We like to think that all threats come from the outside, that the people who want to perform malice upon us or our organizations are total strangers. Unfortunately, that is just not the case. An uncomfortable statistic comes from the FBI. According to 2011 homicide data, 54.3% of murder victims were killed by someone they knew. On top of that, nearly 25% were killed by a family member. These statistics show that who you know can potentially hurt you.
It is the same story when it comes to cybersecurity incidents. A recent McKinsey study shows that 50% of all breaches involve insider threats. A 2021 Forrester study showed that number at 58%. Gartner says that insider threats enable as much as 75% of all data breaches. An insider threat actor could be anyone from an employee or contractor to a custodian or repair person. We might not want to view these people in that light, but anyone that has approved access to your organization, whether it be physical or virtual, stands as a possible contributor to a security incident. The inconvenient truth is that Insider threats are a more serious threat than you might think.
You Need a Plan
While many cybersecurity incidents can be attributed to insider threats, it does not always mean that these threats are always of malevolent intentions. While there are certainly malicious acts of theft, sabotage, fraud, or espionage that can be conducted by those within any organization, incidents can be induced by simple negligence as well. Examples can include the accidental deletion of critical data, a server misconfiguration that becomes exploitable, or a simple misunderstanding of a technology concerning possible threats.
Regardless of motive, every organization needs an insider threat program to prevent these threats from happening. That begins by engaging your top-level executives and attaining their commitment to the endeavor. An insider threat program that is prioritized and supported by upper management will increase the credibility and sustainability of the program and warrant the allocation of attention and resources to ensure its completion.
Start with a Risk Assessment
You cannot create a protection plan unless you first know the risks you are dealing with. A risk assessment will help you identify areas that may be at risk of an insider threat due to things such as weak access controls, inadequate monitoring, or insufficient security policies. By understanding your most serious risk areas, you can better prioritize your resource allocations and security efforts. Once your risk assessment is complete, you can go about defining the goals and objectives you want your program to achieve.

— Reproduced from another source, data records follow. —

PR #3607, opened 2014-10-27
fix incorrect count of line breaks between client and server side

falexandrou:
Hello,

stumbled upon a bug where the line breaks are miscounted in client side.

with this bug the client side validation passes and server side validation fails

Please review


samdark:
Won't be fixed in 1.1.

Issue #3555, opened 2014-09-27
The method CActiveRecord::getOldPrimaryKey() returns a wrong value. 


iAchilles:
The method CActiveRecord::update() allows to specify list of attributes that must be saved. So, if the primary key attribute is manually assigned with a different value and list of attributes does not contain the name of the primary key, the primary key value will not be updated, but the method CActiveRecord::getOldPrimaryKey() will return the value that was manually set.

``` php
$model = Foo::model()->findByPk(1);
var_dump($model->getOldPrimaryKey()); // string(1) 1
$model->attr = 'abc';
$model->pk = 777;
$model->update(array('attr'));
var_dump($model->getOldPrimaryKey()); // int(777) 
```

ilyar:
:+1:

PR #3631, opened 2014-11-13
Fix for #3555

georaldc:
Fix for #3555 

CActiveRecord::_pk should only be updated if the primary key was included
as part of the attributes passed to CActiveRecord::update().

This should also fix the value returned by CActiveRecord::getOldPrimaryKey() when using the update method, without passing the primary key.


samdark:
Won't be fixed in 1.1.

PR #3691, opened 2015-01-02
added with criteria merging in CActiveRelation

### LINKED ISSUE #3579: [BUG] Criteria applied to CActiveRecord::getRelated does not merge correctly
I have traced it back to [CActiveFinder.php#L266](https://github.com/yiisoft/yii/blob/master/framework/db/ar/CActiveFinder.php#L266), but I am unable to solve this bug. 

Simple example below:

Comment.php

``` php
public function testScope()
{
    return $this->with(array(
        'user'=>array(
            'select'=>array('username'),
        ),
    ));
}
```

Controller.php

``` php
Comment::model()->findAll(array(
    'with'=>array(
        'user'=>array(
            'select'=>array('id'),
        ),
    ),
    'scopes'=>array('testScope'),
));
```

Above works as expected selecting both "id" and "username" from Comment relation "user".

``` php
$parentModel->getRelated('comments', true, array(
    'with'=>array(
        'user'=>array(
            'select'=>array('id'),
        ),
    ),
    'scopes'=>array('testScope'),
));
```

This should work too, but it doesn't, it only selects user's "id" because "testScope" is overwritten by the "with" declaration. 

Thank you for your feedback!

claudiocarotenuto:
fixes #3579

### DIFF
--- a/framework/db/ar/CActiveRecord.php
+++ b/framework/db/ar/CActiveRecord.php
@@ -2210,36 +2210,39 @@ class CActiveRelation extends CBaseActiveRelation
 				$this->on="({$this->on}) AND ({$criteria['on']})";
 		}
 
-		if(empty($this->with))
-			$this->with=$criteria['with'];
-		elseif(isset($criteria['with']))
+		if(isset($criteria['with']))
 		{
-			foreach($criteria['with'] as $k=>$v)
-			{
-				if(is_integer($k))
-					$this->with[]=$v;
-				elseif(isset($this->with[$k]))
-				{
-					$excludes=array();
-					foreach(array('joinType','on') as $opt)
-					{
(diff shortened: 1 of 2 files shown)


framework/db/ar/CActiveRecord.php
```diff
@@ -2210,8 +2210,37 @@ public function mergeWith($criteria,$fromScope=false)
 				$this->on="({$this->on}) AND ({$criteria['on']})";
 		}
 
-		if(isset($criteria['with']))
+		if(empty($this->with))
 			$this->with=$criteria['with'];
```
klimov-paul: This line will produce E_NOTICE in case `$criteria['with']` is not set.

samdark:
Won't be fixed in 1.1.

PR #4112, opened 2016-12-05
PHP 7.1 compatibility

cebe:
Mainly build environment adjustments to make sure tests run fine. Additionally some fixes in TextHighlighter:

- adjusted `TextHighlighter` to load fine with constants.
- adjusted `TextHighlighter` to work the same on PHP 7.1. as on other versions by introducing an explicit cast to array() which is not allowed to be implicit anymore in PHP 7.1.

Is there an upstream repo of the TextHighlighter where we could contribute these back?

### DIFF
--- a/framework/vendors/TextHighlighter/Text/Highlighter.php
+++ b/framework/vendors/TextHighlighter/Text/Highlighter.php
@@ -46,7 +46,9 @@ if (!defined('HL_NUMBERS_LI')) {
 /**
  * for our purpose, it is infinity
  */
-define ('HL_INFINITY',      1000000000);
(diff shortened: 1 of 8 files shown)


framework/vendors/TextHighlighter/Text/Highlighter.php
```diff
@@ -46,7 +46,9 @@
 /**
  * for our purpose, it is infinity
```
cebe: :laughing:

samdark:
TextHighlighter is abandoned: http://pear.php.net/package/Text_Highlighter

cebe:
Okay, so it should be fine to ship a modified version.

PR #4123, opened 2017-01-16
croatian translation

TheAdnan:
Added the Croatian translation.


TheAdnan:
The Bosnian translation was edited because it had many grammatical errors and was in the wrong dialect in some places.

samdark:
Thanks!

PR #4130, opened 2017-01-30
Update CComponent.php

devcommiter:
A little protection of the eval() usage in the evaluateExpression method.


samdark:
Why closing?

framework/base/CComponent.php
```diff
@@ -609,7 +609,14 @@ public function evaluateExpression($_expression_,$_data_=array())
 		if(is_string($_expression_))
 		{
 			extract($_data_);
-			return eval('return '.$_expression_.';');
+			try
+			{
+				return @eval('return ' . $_expression_ . ';');
```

Establish a Dedicated Team
Your typical inside threat actor is not a hacker. They probably don’t work in or have any connection to internal IT. That is one reason why the creation and implementation of an insider threat program should involve more than just IT personnel. You should establish a cross-functional team of individuals with different perspectives, skills, and expertise. The team should include representatives from departments such as IT, security, legal, human resources, and risk management. For instance, HR should compose a termination process for those that participate in inside threat behavior. The integration of different departmental team members will help better communicate and implement the plan across the organization.
Physical Security and Training
Physical security sometimes gets ignored in cybersecurity discussions as it plays little role in stopping external threat actors. You might have the best remote access systems in the world, but they might not stop an insider from walking into a data center and introducing a malicious script using a thumb drive. This is where security controls such as access badges, biometric authentication, key cards, or man traps come into play. Security controls such as these can ensure that only authorized individuals can enter restricted areas.
Remember that words can have different meanings. Perimeter security as it relates to external threat actors often refers to firewalls and intrusion detection systems. In terms of physical security, perimeter security includes basic things such as a fence, barrier, or security patrol. Video surveillance plays a critical role in monitoring and recording all the various activities within your organization. In some cases, alarm systems should be implemented to alert security personnel or law enforcement of a physical security breach.
Organizations have begun to recognize the importance of security awareness training for their employees. Often this includes educating them about phishing attacks and how to identify them. Training should also include bolstering the awareness of your employee’s physical environment as well. Train them to challenge someone they don’t think should be in a restricted area or report unusual activity.
Insider Threat Tools and Controls
While many of your security controls and tools can be effectively utilized to counter both outside and inside threats, some tools are targeted more towards one or the other. Data loss prevention (DLP) tools can ensure that inside users cannot copy/paste sensitive data or attach a financial document to an email. A DLP solution will not only prevent intentional data exfiltration but also stop the sharing of sensitive data due to a lack of awareness. User behavior and entity analytics (UEBA) uses AI to monitor user behavior and detect anomalies. Whatever tools you use, they must be utilized 24/7 because just like external hackers, insiders will typically perform their threatful actions during times when minimal personnel are present.
Don’t Forget the Backup
Finally, there is that last line of defense, the backup. The backup is the get-out-of-jail card that you turn to when your protection measures failed to work. Whether someone purposely destroyed proprietary data, or someone accidentally deleted an important file, the backup is the magic that brings deleted or damaged data back to life quickly. In addition to a backup system, you need documented data retention policies. These policies will vary by data category.
There is never time to take a breather when it comes to cybersecurity. The moment you do is the moment you become the most vulnerable. Your business can be threatened by strangers you have never met, or counterparts you encounter every day. Having a clearly defined threat program in place makes it a lot easier to systematically protect your assets from both foe and friendly fire.